We prove that our HFC scheme is a secure encryptment. Binding is inherited from the CR of the underlying hash function. We show confidentiality assuming $f(x,y\oplus K_{{\mathsf{{EC}}}})$ is a related-key-attack-secure pseudorandom function (RKA-PRF) [3] when keyed by $K_{{\mathsf{{EC}}}}$. For standard designs, such as the Davies-Meyer construction $f(x,y\oplus K_{{\mathsf{{EC}}}}) = E(y\oplus K_{{\mathsf{{EC}}}},x)\oplus x$, we can reduce RKA-PRF security to RKA-PRP security of the underlying blockcipher E. This property is already an active target of cryptographic analysis for standard E (such as AES), giving us confidence in the assumption. Because SHA-256 uses a DM-style compression function, this also gives confidence for using SHA-256 (or SHA-384, SHA-512).

From a theoretical perspective, one might want to avoid relying on RKA security (compared to standard PRF security). We discuss approaches for doing so in the body, but the resulting constructions are not as fast or elegant as HFC.

HFC has some features in common with the Duplex authenticated-encryption mode [6] using Keccak (SHA-3) [5]. In fact the Duplex mode gives rise to a secure encryptment scheme as well. See the full version for a discussion. The way we key in HFC is also similar to the Halevi-Krawczyk construction for reducing the assumptions needed on hash functions in digital signature settings [20], but the keying serves a different role here and their analysis techniques are not applicable.

From encryptment to ccAEAD. We show several efficient transforms for building a ccAEAD scheme given a secure encryptment. First consider doing so given also a secure (standard) AE scheme. To encrypt a message M, first generate a random key $K_{{\mathsf{{EC}}}}$ and then compute an encryptment $(C_{{\mathsf{{EC}}}},B_{{\mathsf{{EC}}}})$ for $K_{{\mathsf{{EC}}}},M$. Encrypt $K_{{\mathsf{{EC}}}}$ under the long-lived AE key K using as associated data the binding tag $B_{{\mathsf{{EC}}}}$. The resulting ciphertext is the AE ciphertext (including its authentication tag) along with $C_{{\mathsf{{EC}}}},B_{{\mathsf{{EC}}}}$. We prove that this transformation provides the multi-opening confidentiality and integrity goals for ccAEAD of GLR, assuming the standard security of the AE scheme and the aforementioned security goals are met for the encryptment scheme.
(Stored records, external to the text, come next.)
PR #555, opened 2021-03-24
Use Northstar v2 API

aaronschachter:
### What's this PR do?

This pull request starts on changing all API requests to get, create, and update users to use Northstar's v2 endpoints instead of the v1 endpoints. When I test via the consolebot, things work as expected -- but it looks like we'll need to refactor the integration tests to mock authenticating with an oAuth token, as they're failing with `Cannot read property 'access_token' of undefined` errors:
https://github.com/DoSomething/gambit/blob/700b46e3fcbe98327384532bea8809743c4b7d7e/config/lib/northstar.js#L7-L11 

This isn't ready for review yet, but I'm opening for visibility / discussion on how best to move forward on this update. cc @mendelB @DFurnes 

* Eventually the `lib/northstar` and `lib/gateway` modules should be consolidated -- went this route for less tracked changes.

* Whenever this is ready for merge and then deployed, we'll need to update the `DS_NORTHSTAR_API_BASEURI` to remove the `v1` prefix. Because this config variable name is hardcoded in gateway-js, it seems easiest to just quickly make the variable change after deploy -- any errors we'd get from requests currently happening during the gap between deploy and variable change would be retried via Blink.

#### Checklist

- [ ] Tested on staging.


lib/northstar.js
```diff
@@ -1,96 +1,58 @@
...
 };
 
 /**
  * @param {string} id The Northstar id for this user
  * @return {Promise}
  */
-module.exports.unauthenticatedFetchUserById = function (id) {
-  logger.debug('fetchUserByIdUnauthenticated', { id });
-  return exports.getClient().Users.anonGet(config.getUserFields.id, id);
-};
```
aaronschachter, line 65: We no longer use this function -- at one point we were attempting to cache `GET /users/:id` responses in hopes of speeding up broadcasts but it didn't make much of a difference. Years later, we went with sending through the attributes from a Customer.io profile for Northstarless broadcasts in #552

lib/northstar.js
```diff
@@ -1,96 +1,58 @@
...
+module.exports.fetchUserById = async (id) => {
+  logger.debug('fetchUserById', { id });
 
-/**
- * @param {string} email
- * @return {Promise}
- */
-module.exports.fetchUserByEmail = function (email) {
```
aaronschachter, line 71: This is a relic from the early days of this project, where this app would handle messages from the Slack app. This feature was ported over to Gambit Slack, where we do fetch a user by email. It seemed at the time like a good time to separate non-critical functionality for staff use from the business-critical member-facing SMS app.

PR #569, opened 2021-06-21
Add additional logging for GraphQL fetches.

DFurnes:
### What's this PR do?

This pull request writes any (uncached) broadcasts or topics requests to the info log level. I'm hoping this will help us sort out why these endpoints are getting hit so much more heavily during broadcasts than we'd expect them to be.

I swapped the log level for this particular message in e877c8f.

I also set default `NODE_ENV` and `LOG_LEVEL` in b173608 to `.env.example`.

In particular, I'm curious to see how these requests are distributed between processes… maybe that'll give us a clue to why we're seeing so many of these requests go uncached. In theory, we should be fetching topics/broadcasts very infrequently so I think this is reasonable to log in production by default.

### Relevant tickets

#### Checklist
- [ ] Tested on staging.


weerd (approved):
👍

One can instead use just two additional PRF calls to securely convert an encryptment scheme to a ccAEAD scheme. One can, for example, instantiate the PRF with the SHA-256 compression function, to have a total cost of at most $m + 4$ SHA-256 compression function calls for a message that can be parsed into m blocks of 256 bits. Another transform uses a single tweakable blockcipher call in addition to the encryptment. See the full version for details.

Our approach of hashing-based ccAEAD has a number of attractive features. HFC works with any hash function that iterates a secure compression function, giving us a wide variety of options for instantiation. Because of our simplified formalization via encryptment, the security proofs are modular and conceptually straightforward. As already mentioned it is fast in terms of the number of underlying primitive calls. If instantiated using SHA-256, one can use the SHA hardware instructions [18] now supported on some AMD and ARM processors, and that are likely to be incorporated in future Intel processors. Finally, HFC-based ccAEAD is simple to implement.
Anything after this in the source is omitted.